A conduta para RN de mãe bacilífera visa prevenir a tuberculose congênita e pós-natal. A vacina BCG é contraindicada inicialmente devido ao risco de infecção latente ou ativa, e o aleitamento materno é seguro com medidas de proteção para a mãe.
A tuberculose (TB) em recém-nascidos (RN) é uma condição grave que pode ser congênita (adquirida intraútero) ou pós-natal (adquirida após o nascimento). A exposição de um RN a uma mãe bacilífera representa um alto risco de infecção, exigindo uma abordagem profilática rigorosa para prevenir a doença, que pode ter alta morbimortalidade nessa faixa etária. O manejo adequado é crucial para a saúde pública e para a formação do residente. A fisiopatologia da TB neonatal envolve a transmissão via transplacentária, aspiração de líquido amniótico infectado ou contato direto pós-natal. O diagnóstico de TB congênita é desafiador, baseando-se em critérios clínicos, radiológicos e microbiológicos. A suspeita deve ser alta em RN com sintomas inespecíficos e história materna de TB ativa. O tratamento e a profilaxia são pilares. A quimioprofilaxia com isoniazida é fundamental para RN expostos. A vacina BCG é contraindicada inicialmente em RN de mães bacilíferas até que a infecção seja descartada. O aleitamento materno é incentivado, com a mãe utilizando máscara e em tratamento, pois os benefícios superam os riscos de transmissão.

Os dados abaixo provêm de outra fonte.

PR #45, opened 2017-01-30
Version 2.0.1

anthonycr:
#### Summary
- Fixed bug with backwards compatibility where classes that contained only `@GsonAdapterKey` annotations were not being picked up by Stag. This backwards compatibility was meant to be in 2.0.0 but was overlooked. This means that the only change needed to upgrade from 1.2.1 to 2.0.1 is that you need to replace class level `@GsonAdapterKey` usage with comparable `@UseStag`.
- Fixed a small bug where inner classes that were not annotated with `@UseStag` but were nested inside classes that were annotated with use stag were auto assigned the `FieldOption.ALL` option. Instead, now it inherits the field option from the outer class as would be expected.
- Added a unit test for the backwards compatibility of generating an adapter for a class with only `@GsonAdapterKey` annotations.
- Updated the version to 2.0.1


sample/src/test/java/com/vimeo/sample/Utils.java
```diff
@@ -0,0 +1,54 @@
...
+ * Utils class for testing type adapter generation.
+ *
+ * Created by restainoa on 1/30/17.
+ */
+public final class Utils {
+
+    private Utils() {
+    }
+
+    private static <T> TypeAdapter<T> getTypeAdapter(@NonNull Class<T> clazz) {
```
kevinzetterstrom: This could use a `Nullable` annotation

PR #48, opened 2017-02-02
Handle the case where element is of type other than a class

anirudhramanan:
For Element Kinds such as @interface , and other element types (apart from CLASS type) , these should not be processed.


anthonycr:
Looks great. Good edge case, merging.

A conduta inicial envolve afastar tuberculose congênita e iniciar quimioprofilaxia com isoniazida. A vacina BCG é adiada até que a infecção seja descartada ou tratada.
Sim, o aleitamento materno é seguro e recomendado, desde que a mãe esteja em tratamento e utilize máscara durante o contato com o bebê para evitar a transmissão aérea.
A vacina BCG é indicada após 3 meses de quimioprofilaxia, se o teste tuberculínico for negativo, confirmando que o RN não desenvolveu infecção latente ou ativa.